PR #152, opened 2019-07-23
Update to goflow v0.43.0

rowanseymour:


handler/handler_test.go
```diff
@@ -6,14 +6,15 @@ import (
 	"testing"
 	"time"
 
-	"github.com/gomodule/redigo/redis"
```
rowanseymour, line 9: `goimports` orders imports in 3 sections (std lib, your own, third party) so I've always copied that.. any objections?

nicpottier: You can do whatever you like as long as you don't make me do that kind of shit work. :)

nicpottier (approved):

PR #155, opened 2019-07-26
🚀 Latest goflow

rowanseymour:


handler/worker.go
```diff
@@ -400,13 +400,18 @@ func HandleChannelEvent(ctx context.Context, db *sqlx.DB, rp *redis.Pool, eventT
...
-	var params types.XValue
+	var params *types.XObject
 	if event.Extra() != nil {
 		asJSON, err := json.Marshal(event.Extra())
 		if err != nil {
 			return nil, errors.Wrapf(err, "unable to marshal extra from channel event")
 		}
-		params = types.JSONToXValue(asJSON)
+		if len(asJSON) > 0 {
+			params, err = types.ReadXObject(asJSON)
```
nicpottier: What if `ReadXObject` returned nil when passed a len(0) `json.RawSummary`? Would remove the outer if block from all these.

nicpottier (approved):

handler/worker.go
rowanseymour: Oddity here is that `event.Extra()` is a map which we marshal to JSON and then load again with `types.ReadXObject`. So if it was `nil` then `json.Marshal(event.Extra())` would return `"null"`.

nicpottier: Wouldn't `len()` still return 0 though? Maybe I'm misunderstanding. I'm not suggesting always marshalling, but having a special switch at the very top of `ReadXObject` that check for `len(x) == 0` and returns nil in that case.

rowanseymour: Maybe I'm misunderstanding. What I mean is that if you remove the outer if here, then extra might be `nil` that get's serialized as `"null"`, so `ReadXObject` would blow up.

But we could just remove the _inner_ `if` here because if extra is non-nil, then it's impossible for `len(asJSON) > 0` to be false.

rowanseymour:
@nicpottier updated to write session UUIDs

handler/worker.go
nicpottier: If `types.ReadXObject` started with:
```golang
func types.ReadXObject(data json.RawMessage) *XObject {
  if len(data) == 0 { return nil }
...
```

Then couldn't you make the above (and everywhere else):
```golang
params, err := types.ReadXObject(start.Extra())
if err != nil {
  return errors.Wrap(err, "unable to read JSON from flow start extra")
}
```

rowanseymour: `event.Extra()` isn't `json.RawMessage` tho.. it's `map[string]interface{}`

nicpottier: Err, sorry, I guess I added this to the wrong one.. the others are `json.RawMessage` though no?

nicpottier (approved):

handler/worker.go
rowanseymour: So I guess that feels like I might be breaking some go convention. Seems like there's an unwritten rule that for a function that returns `(X, error)`, either `X` is non-nil or `error` is non-nil.. but never neither and never both.. no? 

I know it means an extra `if` but it seems more go-ey to say `ReadX` returns an `X` or an `error`. I dunno. Have you seen any examples in the std lib of that not being the case?

nicpottier: Oh that's an interesting point. I would say the convention is more that the value is invalid if `err` is returned, not that `nil` values have any specific meaning.

I think there are probably lots of cases where methods read `nil` but no error. Any kind of search/lookup is naturally going to lead to that kind of interface. `nil` isn't particularly special in go (remember it is still a function receiver!) so I don't think there's any rule there really.

nicpottier: But I approved it! Just don't love it!

nicpottier: I would say my bias here kinda comes from seeing Fitz and others like using `nil` receivers for example to simplify outer code. IE, they seem to have a bias to cleverness in struct implementations that simplifies outer concerns. And this just felt like a case of that.

rowanseymour: As much as I want you to love this.. I think I'm gonna hit that merge button on the basis that we already have a `ReadX` method for everything in goflow and their contracts are always "return an X or an error". So if nothing else, this is consistent.

nicpottier: It is an X, just a nil X. :) Merge away though I hate the repetition you are adding to mailroom with your ideals.

nicpottier: Could get rid of an `if` block there too:
  https://github.com/nyaruka/goflow/blob/ce4ec8e51a8e4b8e1844dad1a0c28bb01ef52619/flows/triggers/base.go#L161

:)

PR #165, opened 2019-08-14
Handle FlowRun having nil Flow, use FlowReference instead

nicpottier:


go.mod
```diff
@@ -24,7 +24,7 @@ require (
 	github.com/mattn/go-sqlite3 v1.10.0 // indirect
 	github.com/nyaruka/ezconf v0.2.1
 	github.com/nyaruka/gocommon v1.1.1
-	github.com/nyaruka/goflow v0.47.0
```
rowanseymour, line 27: good job we're still < 1.0 and the go module police can't get us for all these breaking changes!

rowanseymour (approved):

PR #166, opened 2019-08-15
✏️ Start writing flows_flowrun.status alongside exit_type

rowanseymour:


models/runs.go
```diff
@@ -33,19 +33,36 @@ type FlowRunID int64
 const NilFlowRunID = FlowRunID(0)
 
 const (
-	SessionStatusActive      = "A"
```
rowanseymour, line 36: removing this because mailroom shouldn't ever be writing a session with this status - "active" is used in internally within goflow but any session being handed back to a caller must be in a "waiting" or one of the ended states.

rowanseymour: at least I think that's right.. @nicpottier ?

models/runs.go
```diff
@@ -210,6 +233,7 @@ type FlowRun struct {
 	r struct {
 		ID         FlowRunID     `db:"id"`
 		UUID       flows.RunUUID `db:"uuid"`
+		Status     RunStatus     `db:"status"`
```
nicpottier, line 236: I *think* this is fine because Mailroom doesn't read FlowRuns, only writes them, but just considering that this will blow up if we do ever read a flow run with a `null` status.

nicpottier (approved):

PR #183, opened 2021-05-19
release > main

UnsungHero97:


makosblade (approved):

makosblade (commented):
actually we shouldn't merge main into this before merging it into main because now I don't think it represents what was acutally released

katherinebernstein (approved):

UnsungHero97:
> we shouldn't merge main into this before merging it into main because now I don't think it represents what was actually released

You're 100% right; it was an accident.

====================

## Prompt
What lines in the material above hold the string "special"? List them.

## Your response
nicpottier: Wouldn't `len()` still return 0 though? Maybe I'm misunderstanding. I'm not suggesting always marshalling, but having a special switch at the very top of `ReadXObject` that check for `len(x) == 0` and returns nil in that case.
I think there are probably lots of cases where methods read `nil` but no error. Any kind of search/lookup is naturally going to lead to that kind of interface. `nil` isn't particularly special in go (remember it is still a function receiver!) so I don't think there's any rule there really.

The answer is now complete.